From Sandburg's "personality" we move to "identity". What does the word "white" mean to you? skin color? absence of color, even though science says it contains them all? possibility of blank, or the opposite? In this small narrative,
the
I copy again http://splitthisrock.org/contest2012.html# white. This poem, White, by Leona Sevick might easily have been overlooked, except for the words of the Judge, Naomi Shihab-Nye who stressed that the final poems presented the reader with an invitation to enter a “kingdom of Mattering - topics/subjects of essential collective care, poems embodying deep witness, speaking up in hard places, not shuddering or seeking popular favor -- poems of responsibility and elegantly shaped conviction.”
About “White” Naomi says, “." Worlds within and behind visible public worlds. Everything we don't see and hear -- private, precious pulse of identities.

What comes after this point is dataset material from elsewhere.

PR #155, opened 2024-03-17
scrobbler2: Make plugin work on macOS (and potentially Windows too)

radioactiveman:
The GLib mainloop and timers don't run here when using Qt.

Synaesthesia -- having a rainbow be loud... language twisted like a body.
Some people had the poem come out as a paragraph, so the question of the difference between prose and poetry came up.
The line breaks -- end words: tiny,
head, in , her, hand, color, through, day's, all. every, and silent. for, sleep.
An interesting exercise is to write the first word on the following line in a column next to the end words -- see how the separation makes a difference in meaning.
tiny -- chair; day's -- piece-work.
I gave the example of the agogic accent -- how the music can be written with no diacritical marks -- no accents, soft/loud -- but the agogic accent is the interpretive touch of the artist feeling the need to give just a little more stretch to a note before it moves on. Such accents do not happen in prose.
We discussed verb tense -- how only one verb was not descriptive past, or repeated past, and one verb pluperfect. Having one completed action verb works like a spotlight: "spotted" works both as spotlight -- immigrant stands out, and spotted as in "saw -- with an eye that is roaming, looking for something, then pins into vision."

We ended on the Levine: how despite what others might see as difficult, the irongrip of hard work or misery, for whatever reason this man cannot sleep,
in spite of his insomnia, he is grateful -- the bird, like a muse. The childlike image of the snail going to china is enhanced by the way it wakes up -
The snail, awake
for good, trembles from his shell / and sets sail for China.

The light will come, be so powerful just like the memory of vanished stars at the end of the poem.